Estimation of Uniaxial Compressive Strength and Modulus of Deformability of the Asmari Limestone, Using Neuro-Fuzzy System

Abstract

The uniaxial compressive strength (UCS) and modulus of deformability (E _s) of intact rocks are essential parameters in rock engineering and engineering geology projects. Because of the difficulty involved in measuring these parameters, indirect methods are often used to estimate these parameters. In this research, some predictive models using multiple regression analysis and Adaptive Neuro-Fuzzy Infrence System (ANFIS) were developed for predicting UCS and E _s of the limestone outcropped of Asmari formation in Lordegan, Chaharmahal and Bakhtiari Province, Iran. For this purpose, a series of important and easy-to-obtain parameters, such as density, porosity, and indirect tensile strength (Brazilian test) were used as the model inputs. Because the measured values of UCS and E _s of samples varied in a wide range, rock samples were classified as medium- to high- and very high-strength rocks according to the ISRM UCS classification (1978), and then, the ANFIS models were improved for these groups. The variation of coefficient of determination (R ²), Variance Accounted For  (VAF), and Root Mean Square Error (RMSE) were calculated for the UCS and the modulus of deformability obtained from the multiple regression and the neuro-fuzzy models. The results revealed that the forecasting performance and accuracy of the neuro-fuzzy system are very higher than those of multiple regression models.

1 Introduction

The rock engineering properties are among the important parameters in geological, mining, petroleum engineering, and geomechanical investigations. These properties are requisite for exploration, planning, and designing a given project and the optimal utilization of earth resources. Design and construction of structures are influenced by mechanical properties of rocks. An essential stage of the geotechnical investigation is to determine the strength and deformability of rocks. There are many methods for measuring uniaxial compressive strength (UCS) and elastic properties of rocks (Young’s modulus or E _s) in the laboratory (McCann and Entwisle 1992).

It is complicated, time-consuming, and tedious to determine UCS and E _s in both field and laboratory. The laboratory tests for UCS and E _s are wearisome and costly which need good instrumentation (Eissa and Kazi 1988). A plenty of laboratory data of mechanical properties are required to provide valuable insight for geotechnical site characterization. To overcome this difficulty and to determine an index to indirectly estimate mechanical properties of rock samples, many experiments such as point load index, Schmidt hammer test, punch test, and P-wave velocity have been developed by many researchers (Fahy and Guccione 1979; Howarth and Rowlands 1986; Cargill and Shakoor 1990; Shakoor and Bonelli 1991; Edet 1992; Ulusay et al. 1994; Grima 2000; Gokceoglu 2002; Gokceoglu and Zorlu 2004; Sonmez et al. 2006; Zorlu et al. 2008; Gokceoglu et al. 2009; Gurocak et al. 2012; Kaya and Karaman 2016).

In addition, many researchers have proposed meaningful relationship using fuzzy to adaptive neuro-fuzzy inference system (ANFIS) to characterize the rock properties (Tahmasebi and Hezarkhani 2010; Aali et al. 2009). It was found that construction of a well-performing fuzzy system is not always as easy as it seems. In the fuzzy logic, membership function and rules are determined by the trial and error process. For complex systems, a significant matter of time is required to find out the correct membership function and rules to obtain a reliable solution. The generalization capability of the fuzzy logic is very poor as it uses the heuristic algorithms for defuzzification, rule evolution, and antecedent processing.

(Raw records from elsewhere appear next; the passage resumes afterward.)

PR #5045, opened 2026-08-11
fix(server): log cleanup command failures instead of swallowing them in cleanupAll

### LINKED ISSUE #5044: [Bug]: Docker Cleanup fires on schedule but silently no-ops: cleanupAll() swallows every error in an empty catch
### Environment

- Dokploy v0.29.14 (self-hosted, Docker Swarm, amd64)
- One local (web server) instance plus several external remote servers connected via SSH
- Docker 29.4.2 on all hosts

### To Reproduce

1. Enable "Daily Docker Cleanup" for the web server and/or a remote server (`enableDockerCleanup = true`, confirmed in Postgres).
2. Let the nightly schedule run for days or weeks.
3. Check the dokploy service logs: the scheduled job fires exactly as designed. We see `SERVER-BACKUP[<date>] Running Cleanup <server name>` every night at 23:50 for 11 consecutive nights, and `Docker Cleanup ... Running docker cleanup` for the local web server.
4. SSH into any of the hosts and run `docker system df` and `journalctl -u docker | grep -iE 'delete|untag'`.
5. Nothing was ever pruned. In our case: the remote server had accumulated 139 GB of unused images (disk at 95 percent), and the Dokploy host itself still carried dangling image layers dating back to 2025-11, i.e. roughly 9 months old, even though its own cleanup requires no SSH hop at all.

Current: the cleanup schedule fires, but every prune subcommand failure is silently discarded, so the feature can be broken indefinitely while looking healthy. There is no log line, no error, and the cleanup notification path reports nothing wrong.

Expected: failures of the underlying `docker ... prune` commands are logged (and ideally surfaced through `sendDockerCleanupNotifications`), so a permanently failing cleanup is visible.

### Root cause

`cleanupAll()` in `packages/server/src/utils/docker/utils.ts` swallows every error with an empty catch (the individual `cleanupImages`/`cleanupContainers`/... helpers log at least to console.error, but the scheduled path goes through `cleanupAll`):

```js
export const cleanupAll = async (serverId) => {
    for (const [key, command] of Object.entries(cleanupCommands)) {
        if (excludedCleanupAllCommands.includes(key)) continue;
        try {
            if (serverId) { await execAsyncRemote(serverId, dockerSafeExec(command)); }
            else { await execAsync(dockerSafeExec(command)); }
        }
        catch { }   // <- every failure of every subcommand vanishes here
    }
};
```

(Quoted from the compiled `@dokploy/server/dist/utils/docker/utils.js` inside the running v0.29.14 container; the same empty catch is present in the repository source.)

Since the failure reproduces on the local web server as well (no SSH involved), the empty catch is hiding whatever the real underlying error is. One suspect worth checking: the busy-wait loop in `dockerSafeExec` (`ps aux | grep -E "^.*docker [A-Za-z]"`). On a remote server this greps the host's entire process list via SSH, and any long-lived process matching that pattern would make the loop spin until failure.

### Relation to existing issues

#4549 looked at unused images accumulating on remote servers and was closed after concluding the per-server flag simply defaults to off. This report is a different failure mode: the flag is on, the scheduler demonstrably fires every night, and cleanup still never happens because the execution errors are unobservable.

### Suggested fix

1. Replace the empty catch in `cleanupAll` with a `console.error` that includes the failing command, the serverId/name, and the error.
2. Optionally propagate per-command failures into `sendDockerCleanupNotifications` so operators learn about a broken cleanup instead of assuming success.

I will follow up with a PR for step 1.

mtb77:
## What is this PR about?

`cleanupAll()` swallows every failure of every prune subcommand in an empty `catch {}`. That is the path the scheduled Docker Cleanup uses, so the schedule fires exactly as designed while nothing is ever pruned, and there is no log line, no error and no notification. The feature can stay broken indefinitely while looking healthy. We hit this on v0.29.14: 139 GB of unused images on a remote server and dangling layers roughly 9 months old on the Dokploy host itself.

Fixes #5044

## What this change does

Replaces the empty `catch {}` with a `console.error` that includes the failing command key, the command itself, the target (`server <serverId>` or `local web server`) and the error, mirroring the existing `console.error` style of the sibling helpers (`cleanupImages`, `cleanupContainers`, ...).

Behavior on success is unchanged, and a failing command still continues with the remaining commands exactly as before. This is step 1 of the issue's suggested fix; surfacing failures through `sendDockerCleanupNotifications` is deliberately left out of scope.

## Checklist

- [x] Dedicated branch based on `canary`.
- [x] Read the suggestions in CONTRIBUTING.md.
- [ ] Local instance test: the underlying bug was observed and traced on a running v0.29.14 instance (see the issue for the reproduction and the compiled `dist` evidence), but this specific one file logging change was not run through a full local dev stack. It adds no logic, only an error log in a previously empty catch.

## Issues related

closes #5044

<h3>Greptile Summary</h3>

The PR makes individual `cleanupAll()` command failures visible while preserving best-effort cleanup behavior.
- Adds the cleanup key, static Docker command, and local or remote target to each failure log.
- Continues executing subsequent prune commands after a failure.

The PR appears safe to merge, with no concrete changed-code defect identified.

The added catch body only reports fixed cleanup-command metadata and the existing error while retaining the prior behavior of continuing through the remaining commands.

<sub>Reviews (1): Last reviewed commit: ["fix(server): log cleanup command failure..."](https://github.com/dokploy/dokploy/commit/6cc7caac237947a4d2458b2e6b0b8c7fbe42c063) | [Re-trigger Greptile](https://app.greptile.com/api/retrigger?id=52162384)</sub>

### DIFF
--- a/packages/server/src/utils/docker/utils.ts
+++ b/packages/server/src/utils/docker/utils.ts
@@ -323,7 +323,14 @@ export const cleanupAll = async (serverId?: string) => {
 			} else {
 				await execAsync(dockerSafeExec(command));
 			}
-		} catch {}
+		} catch (error) {
+			const target = serverId ? `server ${serverId}` : "local web server";
+
+			console.error(
+				`Docker cleanup failed for "${key}" on ${target}: ${command}`,
+				error,
+			);
+		}
 	}
 };
 


Siumauricio:
Closing in favor of #5051, which includes this same catch-block logging fix plus the actual root cause: the busy-wait in `dockerSafeExec` false-positive matches on substrings like Grafana's `--packaging=docker cfg:...`, hanging the loop forever before the catch ever runs. Reproduced and verified live against a remote server in #5051. Thanks for digging into this and filing the issue!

Although the artificial neural networks (ANNs) are among the most widely used intelligence techniques, they suffer some shortcomings. The main drawback of ANNs is to determine the proper size and optimal structure of the neural network. The relationships of weight variation with input–output behavior during the training and use of the trained system to generate correct output using the weights is a very complicated task to understand. Another difficult issue involved in ANNs is manipulating the learning parameters for learning and convergence.

Therefore, a combination of fuzzy system ANNs handles limitations of both methods, and offers an excellent data-mining opportunity to solve the critical and complex problems in geotechnics (Singh et al. 2005; Gokceoglu et al. 2004). In this connection, one of the most common techniques is ANFIS that combines both fuzzy system and ANN. Therefore, fuzzy rules based ANN approach is a good and flexible technique to define uncertainties in rock properties.

As it is difficult and expensive to determine all the geomechanical parameters of the rocks, in this study, an attempt was made to determine the UCS and E _s from basic low-cost tests such as indirect tensile strength (TS), porosity (n), and density (ρ) of rock, using the statistical method and fuzzy system with membership functions based on ANFIS technique. To construct the models, mechanical properties of different samples of limestone were determined according to the proposed methods (ISRM 2007).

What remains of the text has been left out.